With the successful and growing use of digital twin approaches in established industries such as power, propulsion, and aerospace combined with a rapidly developing biomedical ecosystem of computing, modeling, and expanding data has opened the door to develop the role of digital twins in biomedical applications. The workshop will bring together leaders in the use of digital twins and biomedical applications to provide key insights into launching digital twin efforts, factors influencing the present environment, challenges and opportunities expected along the way, and broader questions shaping the future for digital twins in biomedical applications.
Richard Arthur, Senior Principal Engineer/Senior Director - Computational Methods Research & Digital Engineer, GE Research
Leili Shahriyari, PhD, Assistant Professor, Department of Mathematics & Statistics, University of Massachusetts Amherst
Ilya Shmulevich, PhD, Professor, Institute for Systems Biology
Anil Srivastava, President, Open Health Systems Laboratory (OHSL)
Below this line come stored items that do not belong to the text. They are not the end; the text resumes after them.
PR #2797, opened 2025-05-09
Fix/tf client

### LINKED ISSUE #2796: Switch `Authorization` header for TF instead of secrets in payload
After introducing Testing Farm client class, it has been discovered that we're actually not using the API token from the client itself, but still are passing it into the payload from outside.

This breaks the use-case of job canceling that relies only on passing the request ID and everything else is expected to be handled by the client class itself.

There is a question of how to handle this in the least intrusive and the most correct way, since `api_key` being part of the payload itself, would mean that the client class itself injects (i.e., overrides some parts of the payload) into payload which could lead to some unexpected behavior, e.g., API tokens for different ranches.

Additionally usage of `api_key` has been deprecated since May 2024, see [TFT-2533](https://issues.redhat.com/browse/TFT-2533). Therefore it would make the most sense to just switch to the new way instead of hacking around an existing solution which is to be deprecated anyways.

mfocko:
TODO:

- [ ] ‹fill in›

Fixes #2796

Related to #2796

### DIFF
--- a/packit_service/constants.py
+++ b/packit_service/constants.py
@@ -256,17 +256,22 @@ GITLAB_ISSUE = (
 DASHBOARD_JOBS_TESTING_FARM_PATH = "/jobs/testing-farm-runs"
 
 # https://docs.testing-farm.io/general/0.1/test-environment.html#_supported_architectures
-PUBLIC_TF_ARCHITECTURE_LIST: list[str] = [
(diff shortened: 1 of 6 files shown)


lbarcziova (approved):

lbarcziova (approved):
👍

PR #2798, opened 2025-05-12
Fix dist-git PR git URL passed to TF

nforro:
In Pagure a project web URL and git URL are different and web URL can not be used for cloning.

Related to https://github.com/packit/packit-service/issues/2713.


mfocko (approved):
Damn you Pagure

Issue #2777, opened 2025-04-11
Pre-release need to go against a side tag


nievesmontero:
The pre-releases of a package, usually beta releases, need to go against a side tag, since they usually have major changes that depend on many other packages. This means that they cannot be automatically and individually updated, they need to go all together against a side tag.

nforro:
IIUC, this is about implementing a run condition so that a different `koji_build`/`bodhi_update` job will run under different circumstancies (in this case version is/isn't a pre-release).

nforro:
We could implement this as a job-level action that would run as part of pre-check here: https://github.com/packit/packit-service/blob/11d4722765650d350cab89ba8ec80fcfd0736cfa/packit_service/worker/jobs.py#L705-L713

Git repo wouldn't be cloned at that time, but we could pass the event dict (or a sanitized subset of it) as an environment variable to the action.

PR #2810, opened 2025-05-21
Implement run-condition action

nforro:
Fixes https://github.com/packit/packit-service/issues/2777.

Merge after https://github.com/packit/packit/pull/2608.

---

For now it's enabled only for downstream jobs. It seems there are no test data for issue comments, so test cases for those are missing (I'll try to add them), but other cases should be covered, and I added two upstream cases as well. Eventually I'd like to cover everything.


packit_service/worker/checker/run_condition.py
```diff
@@ -0,0 +1,192 @@
...
+            from sandcastle.exceptions import SandcastleCommandFailed
+
+            if not actions_handler.has_action(ActionName.run_condition):
+                return True
+            try:
+                actions_handler.run_action(
+                    actions=ActionName.run_condition, env=self.common_env(version, extra_env)
+                )
+            except (PackitCommandFailedError, SandcastleCommandFailed):
+                return False
```
mfocko, line 181: oof, I hope this doesn't trip false positives from network flakes, cluster, etc.

mfocko (approved):

packit_service/worker/checker/run_condition.py
nforro: It could. `SandcastleCommandFailed` has a `rc` attribute, but that still doesn't have to be the actual exit code of the command. Maybe it would be safer to expect a specific stdout output from the action?

mfocko: I guess it would be way too much to expect from them to provide a normal type instead of raw JSON 🤦

packit_service/worker/checker/run_condition.py
```diff
@@ -0,0 +1,197 @@
...
+            github.check.PullRequest.event_type(),
+        ):
+            project = self.project.get_pr(int(self.data.pr_id)).source_project
+        elif self.data.event_type in (anitya.NewHotness.event_type(),):
+            project = self.service_config.get_project(
+                url=self.data.event_dict.get("distgit_project_url")
+            )
+            git_ref = self.data.tag_name
+            version = self.data.event_dict.get("version")
+        elif self.data.event_type in (
```
lbarcziova, line 122: this could be in theory also retrigger of `propose-downstream`, in which case the project should be probably the upstream one? I am not sure conditioning this only based on event type is the right way, but can't think of what would be better way for now (my first idea was based on the handler, but that would not be enough as well).

nforro: > perhaps the event doesn't have `dist_git_project_url` set in `propose-downstream` case?

Thinking about it, that would make zero sense. So I suppose the only way is to parse the comment.

lbarcziova: > Thinking about it, that would make zero sense. So I suppose the only way is to parse the comment.

So could we use the information about handler so that we don't duplicate the parsing etc?

nforro: In the end I decided to pass in task name as a string to avoid circular imports, WDYT?

packit_service/worker/checker/run_condition.py
```diff
@@ -0,0 +1,204 @@
...
+            pagure.pr.Comment.event_type(),
+            gitlab.mr.Comment.event_type(),
+            pagure.pr.Flag.event_type(),
+            github.check.PullRequest.event_type(),
+        ):
+            project = self.project.get_pr(int(self.data.pr_id)).source_project
+        elif self.data.event_type in (anitya.NewHotness.event_type(),):
+            project = self.service_config.get_project(
+                url=self.data.event_dict.get("distgit_project_url")
+            )
```
lbarcziova, line 125: is this actually needed? (isn't it just`self.project` also?)

packit_service/worker/checker/run_condition.py
lbarcziova: looks good 👍

packit_service/worker/checker/run_condition.py
nforro: Yes, `self.project` is the upstream project (associated with the issue).

lbarcziova: from [this](https://github.com/packit/packit-service/blob/main/packit_service/events/anitya/abstract.py#L48-L58) it looks like the switching happens in the event class, or am I missing something?

nforro: > from [this](https://github.com/packit/packit-service/blob/main/packit_service/events/anitya/abstract.py#L48-L58) it looks like the switching happens in the event class, or am I missing something?

Yes, but that's not propagated to the dict returned from `get_dict()` that is passed to the checker. But I stand corrected, `self.project` is not an upstream project in this case, it is `None`.

nforro: That makes me think if rewriting the code so that the processing is based on task name rather than event type and associated event objects are reconstructed from event data wouldn't make more sense, it could at least be more readable.

lbarcziova: might be, I am also still thinking if this couldn't be implemented on handlers as some class methods maybe, without hitting the circular imports for that.

nforro: I'm not sure the circular import can be avoided, unless the "checker" class itself is defined in the same module as handlers (or handler abstract classes).

PR #3169, opened 2026-08-24
Properly parse Koji side-tag build events

nforro:
Fixes https://red-hat-it.sentry.io/issues/7670177728.

### DIFF
--- a/packit_service/worker/parser.py
+++ b/packit_service/worker/parser.py
@@ -1516,10 +1516,35 @@ class Parser:
         #       "rawhide",
         #       {}
         #     ],
+        #
+        # or:
+        #
+        # "request": [
+        #     "git+https://src.fedoraproject.org/rpms/forgejo.git#ced1aa24b245770d46e72e14d18b323aba3dbf3f",
+        #     {
+        #         "_tagging_tasks_index": {},
+        #         "base_tag": "eln-build",
+        #         "initial_build_ids": [
+        #             3085529,
+        #             3085527
+        #         ],
+        #         "name": "eln-build-side-148578"
+        #     },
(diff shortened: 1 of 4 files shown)


nforro:
> * **[null handling]** `packit_service/worker/parser.py:1545` — When `fedora_target` is a dict (side-tag build), `fedora_target.get("base_tag")` will return `None` if the `base_tag` key is absent. The subsequent `fedora_target.removesuffix("-candidate")` would raise `AttributeError`. While known side-tag payloads always include `base_tag`, adding a default value would guard against unexpected dict formats.
>   Remediation: Use `fedora_target = fedora_target.get("base_tag", "")` or add a guard that logs a warning and returns `None` if `base_tag` is missing.

I think it's better if it appears in Sentry, should it ever happen (which it shouldn't :slightly_smiling_face:).

> * **[test structure consistency]** `tests/unit/events/test_koji.py:314` — The new `test_parse_koji_build_event_completed_side_tag` omits the `packages_config` assertion block present in sibling tests (`_rawhide`, `_f36`, `_epel8`). Consider adding it for consistency, though omitting it is a reasonable scoping choice for this bug fix.

That's on purpose, I think that assertion is rather questionable in the other test(s) too.

> * **[scope-adjacent-fix]** `packit_service/worker/parser.py:1561` — The typo fix (`namespace="rmps"` → `namespace="rpms"`) is adjacent to the side-tag parsing fix. The correction is valid and appropriate to include alongside the primary bug fix.

This was a good catch, I just hope it won't have any consequences :sweat_smile:

betulependule (approved):
LGTM, thanks 🙏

Eric Stahlberg, PhD, Director, Cancer Data Science Initiatives, Frederick National Laboratory for Cancer Research
Andrea Townsend-Nicholson, PhD, Professor of Biochemistry and Molecular Biology, Division of Biosciences, University College London
Thomas Yankeelov, PhD, Professor, Director of Center for Computational Oncology, The University of Texas at Austin
INSTRUCTOR BIOGRAPHIES:
Richard Arthur, Senior Principal Engineer/Senior Director - Computational Methods Research & Digital Engineer, GE Research
Rick Arthur is Senior Principal Engineer for GE Research Digital Technologies, focusing on Advanced Computational Methods Research and its application to Digital Engineering. This involves pathfinding of novel computing hardware and software architectures and connecting these with industrial application opportunities. Rick represents GE on several government and professional community advisory councils. Rick has over 30 years' experience with GE, supporting products and services that spanned diverse industrial sectors such as healthcare, air and rail transportation, media, finance, defense and energy. Rick established the Advanced Computing Laboratory to build expertise and facilitate adoption of emerging hardware and software capabilities critical to GE competitive advantage in materials, manufacturing, eCommerce, controls and automation, security, information services, turbomachinery, medical diagnostics, and life sciences. Beyond GE, he has worked with DARPA, NBC-Universal, Lockheed-Martin and the Department of Energy’s National Labs. Rick received a B.S. in Computer Engineering from Clarkson University, an M. Eng. in Computer Systems Engineering from Rensselaer Polytechnic Institute (RPI) and an M.B.A. at the University at Albany. He is a co-chair of the U.S. Council on Competitiveness Advanced Computing Roundtable, technical member of the Exascale Computing Project Industry Council, and has advised on working groups for the National Science Foundation, Office of Science & Technology Policy, universities creating programs in computational methods and companies leading the state of the art in software and computing hardware. He previously served on the Science & Engineering Technical Advisory Council for the Blue Waters supercomputer at the National Center for Supercomputing Applications. Rick co-chairs the AIAA Digital Engineering Integration Committee’s Digital Systems Model working group. He is a Senior Member of the Association for Computing Machinery.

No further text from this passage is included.